**WORK TASK**
Please copy each line of the records below that includes the word "building".

^^^^

PR #1345, opened 2022-02-07
Add option to make time an integer variable if needed for backwards c…

bena-nasa:
Add a global option to the History.rc to make time an integer variable for backwards compatibility if desired (by default the time variable is a floating point variable as it should be). If this is not possible with the time interval specified throws an error. Also this option is not used in collections specifying monthly output as I'm worried about breaking this feature.

## Motivation and Context

Because the the existing GEOS file spec says the time variable is an integer with units of minutes since date/time although this needs to change as GEOSgcm.x runs operationally at a 7.5 minute timestep. Note a similar change was made in the MAPL v2.8.0.1 patch, this gives the option of keeping integer time if somebody really wants that.

## Types of changes

## Checklist:

### DIFF
--- a/base/MAPL_TimeMethods.F90
+++ b/base/MAPL_TimeMethods.F90
@@ -131,17 +131,17 @@ contains
        time_increment = packed_hms
     case('minutes')
        if (this%integer_time) then
-          ASSERT(mod(this%frequency,60)==0,"Requested output frequency not representable as an integer minute")
+          _ASSERT(mod(this%frequency,60)==0,"Requested output frequency not representable as an integer minute")
        end if
        time_increment = packed_hms
     case('hours')
        if (this%integer_time) then
-          ASSERT(mod(this%frequency,3600)==0,"Requested output frequency not representable as an integer hour")
+          _ASSERT(mod(this%frequency,3600)==0,"Requested output frequency not representable as an integer hour")
        end if
        time_increment = packed_hms
     case('days')
        if (this%integer_time) then
-          ASSERT(mod(this%frequency,86400)==0,"Requested output frequency not representable as an integer day")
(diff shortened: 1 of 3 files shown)


base/MAPL_TimeMethods.F90
```diff
@@ -85,52 +93,74 @@ function define_time_variable(this,rc) result(v)
     integer :: status
     character(len=ESMF_MAXSTR) :: startTime,timeUnits
     type(ESMF_Time) :: currTime
-    integer :: i1,i2,i3,i123,ipos1,ipos2,isc,imn,ihr,ifreq
+    integer :: i1,i2,i3,ipos1,ipos2,isc,imn,ihr
+    logical :: integer_representable
+    integer :: begin_date, begin_time, time_increment, packed_hms
 
-    call ESMF_CLockGet(this%clock,currTime=currTime,rc=status)
+    _ASSERT(this%frequency/=TimeData_uninit_int,"TimeData object was not created before use")
```
tclune, line 100: Shouldn't the message be "frequency component was not set before use." ?

base/MAPL_TimeMethods.F90
```diff
@@ -85,52 +93,74 @@ function define_time_variable(this,rc) result(v)
...
+       integer_representable = mod(this%frequency,86400) == 0
+       time_increment = this%frequency/86400
     case default
        _ASSERT(.false., 'Not supported yet')
     end select
-    call v%add_attribute('time_increment',ifreq)
+
+    if (this%integer_time) then
+        _ASSERT(integer_representable,"time interval requested not integer representable")
+    end if
```
tclune, line 149: Would it be clearer to eliminate `integer_representable` and just put a tailored ASSERT inside each CASE statement?

tclune (changes requested):
A suggested change and a question in the inline comments.

tclune (approved):

PR #1352, opened 2022-02-08
add mapL_stubcomponent to the top level MAPL package

bena-nasa:
This adds MAPL_StubComponent into the over MAPL package defined by MAPL.F90
This is needed as I am adding the ability to run a history instantiation in the predictor phase of the gcm gridded component and to do this, I have to follow a similar pattern that is used in the capGridComp which requires mapl_stubcomponent

## Types of changes

## Checklist:


tclune (approved):
Amusingly - this should go away when we do DSOs ...

atrayano (approved):

PR #1383, opened 2022-02-18
Fixes #1382. Update NRL solar table read code

### LINKED ISSUE #1382: Is there a way to avoid these broadcast calls?
https://github.com/GEOS-ESM/MAPL/blob/0dbe0f14adf059e53d29112d0ee2da9f4d560275/base/MAPL_sun_uc.F90#L2748-L2753

Can we do some kind of parallel read here instead of having the root node broadcast everything.  This is trapping a load imbalance from the moist physics leading to a significant overhead in Surface times.

Every PE is opening and closing the file currently as it is written

mathomp4:
## Description

This PR updates the `MAPL_SunGetSolarConstantFromNRLFile` procedure to:

1. Open and read the file only on root
2. Broadcast the *tables* instead of just the three output values
3. Does interpolation on all processes to avoid broadcast at every step

## Related Issue

Closes #1382 

## Motivation and Context

Reduces some blocking MPI calls on every run step.

## Types of changes

## Checklist:


mathomp4:
As far as my testing can see, this is zero-diff. I'll undraft and let @dr0cloud and @wmputman take a look.

base/MAPL_sun_uc.F90
```diff
@@ -2475,54 +2475,45 @@ subroutine MAPL_SunGetSolarConstantFromNRLFile(CLOCK,filename_in,SC,MG,SB,Persis
...
+         ! number of lines so we can allocate our tables
+         ! ---------------------------------------------
 
          if (amIRoot) then
 
+            ! Open the file
+            ! -------------
+            filename = trim(filename_in)
+            open(newunit=unit, file=filename, form="formatted", status="old", iostat=status)
+            _ASSERT(status==0,'Could not find NRL data file '// filename )
```
tclune, line 2488: Need a `trim()` on filename here.
```suggestion
            _ASSERT(status==0,'Could not find NRL data file '// trim(filename ))
```

tclune (approved):

dr0cloud:
@mathomp4 Sorry, I left early Friday so didn't get a chance to review. I have reviewed your changes unofficially and they seem fine. I don't think I can review in git anymore, right? Re the other two issues I mentioned, "belt and suspenders check" and INDX1&2 ASSERTs, let's discuss on Teams chat Tuesday.

mathomp4:
> @mathomp4 Sorry, I left early Friday so didn't get a chance to review. I have reviewed your changes unofficially and they seem fine. I don't think I can review in git anymore, right? Re the other two issues I mentioned, "belt and suspenders check" and INDX1&2 ASSERTs, let's discuss on Teams chat Tuesday.

I've pushed a reloop of the code, @dr0cloud. Please take a look.

mathomp4:
@dr0cloud The two asserts are now in as well. Seems to work.

tclune (approved):

PR #1385, opened 2022-02-23
Fixes #1322 Feature/tclune/#1332 toggle timers on off

tclune:
## Description

Added switches to activate global profiling.    Much cleanup ensued.

## Related Issue

#1322
## How Has This Been Tested?

C12 GEOSgcm

## Types of changes

## Checklist:


tclune:
Hmm.  Build and test worked on my laptop and discover with ifort ...  investigating.

tclune:
Ah - there are obsolete unit tests.   Fixing.

tclune:
Argh.  Bits of the ADAS use some of the MAPL interfaces that I thought maybe were not used externally ... had to reintroduce some files (and unit tests).

mathomp4:
@tclune The CHANGELOG conflict was a bit crazy. Can you take a look and make sure the CHANGELOG here looks good?

tclune:
I only spotted a duplicate entry which is now removed. (Forcing CI to run again.)

mathomp4:
Okay. I tested this and it works, but there is also some weird output. I think something isn't quite right with the SetServices. For example, the `Initialize` timers look like:
```
--Initialize                                              2    13.814   7.69     0.009   0.01
----GCM                                                   1    10.325   5.75     1.328   0.74
------AGCM                                                1     8.931   4.97     0.131   0.07
--------SUPERDYNAMICS                                     1     0.935   0.52     0.017   0.01
----------DYN                                             1     0.917   0.51     0.917   0.51
--------PHYSICS                                           1     7.324   4.08     0.098   0.05
----------GWD                                             1     0.018   0.01     0.018   0.01
...
```
but the `SetServices` timers look like:
```
--SetService                                              1     0.057   0.03     0.057   0.03
----GCM                                                   1     0.000   0.00     0.000   0.00
----HIST                                                  1     0.000   0.00     0.000   0.00
----EXTDATA                                               1     0.000   0.00     0.000   0.00
--AGCM                                                    1     0.000   0.00     0.000   0.00
--AIAU                                                    1     0.000   0.00     0.000   0.00
--ADFI                                                    1     0.000   0.00     0.000   0.00
--OGCM                                                    1     0.000   0.00     0.000   0.00
```
It's like the hierarchy isn't there anymore.

Is this the expected output?

tclune:
I need to look into it, but I think that is pretty much the way we expect it now.  Set services of children are now registered and called _after_ the parent set services completes.  So it flattens everything in that sense.   There is still a nesting of calls to the _generic_ setservices though, so I'm a bit confused.   It may just be the timers are not where the would be best located.

mathomp4 (approved):
Seems to work. Zero diff. If @tclune is happy, let's pull it in!

PR #1406, opened 2022-03-04
Fixes #1405. Marks connections with specific 'reserved' keyword as used

### LINKED ISSUE #1405: MAPL_Terminate all imports from a particular child fails
When we exercised the wave model, where we call MAPL_DoNotConnectAnyImport, we get the following error
        GENERIC: ERROR: SRC_NAME: <MAPL_AnyChildImport>  DST_NAME: <MAPL_AnyChildImport> is not satisfied
 DO_NOT_CONNECT ERRORS FOUND in OGCM

atrayano:
## Types of changes

## Checklist:


tclune (approved):
Hmm. This line looks like the one you showed me yesterday.   Must be in a different place?

atrayano:
Yes, it is very similar to what I showed you yesterday, but this line is a different procedure (this on is in APPEND, which puts the items in the container). Yesterday, I had similar logic inside varIsListed

mathomp4:
Running tests with this now after merging in #1411

mathomp4:
This looks to be zero-diff as well. Tested at C48, AMIP and Replay.

mathomp4 (approved):

PR #1408, opened 2022-03-05
Fixes #1407. Adjusted the ring time to work properly even when they a…

### LINKED ISSUE #1407: Averaging couplers are not running correctly when called from gridded components
When History calls the couplers, they behave as expected. But when a gridded component calls them (for example by call to MAPL_RunCouplers), the alarms ring at the wrong time(s). The issue is that History is called after ESMF_ClockAdvance, and this assumption is build in the alarms of the couplers

atrayano:
…re called before ESMF_ClockAdvance

## Types of changes

## Checklist:


atrayano:
This issue was discovered when working with @mmanyin on providing support for 24-hour averaged imports for OH component. The original fix went to the CVS version of the code, this is just a port of the same fix.

tclune (approved):

PR #1439, opened 2022-03-17
Fixes from M1 work

mathomp4:
## Description

This PR brings over the M1 Mac changes found in concert with @natalie-perlin. These include removing a (currently not supported by M1 GNU) `REAL128` variable as well as a CMake change for building when Baselibs is not found.

## Motivation and Context

It should let MAPL build on an M1. If nothing else, it doesn't break building on other chips.

## How Has This Been Tested?

I've built and ran with the GEOSgcm and zero-diff.

## Types of changes

## Checklist:


mathomp4:
No reason adas should fail. I'll re-run.

tclune (approved):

^^^^

**FINISHED TASK**
This PR brings over the M1 Mac changes found in concert with @natalie-perlin. These include removing a (currently not supported by M1 GNU) `REAL128` variable as well as a CMake change for building when Baselibs is not found.
It should let MAPL build on an M1. If nothing else, it doesn't break building on other chips.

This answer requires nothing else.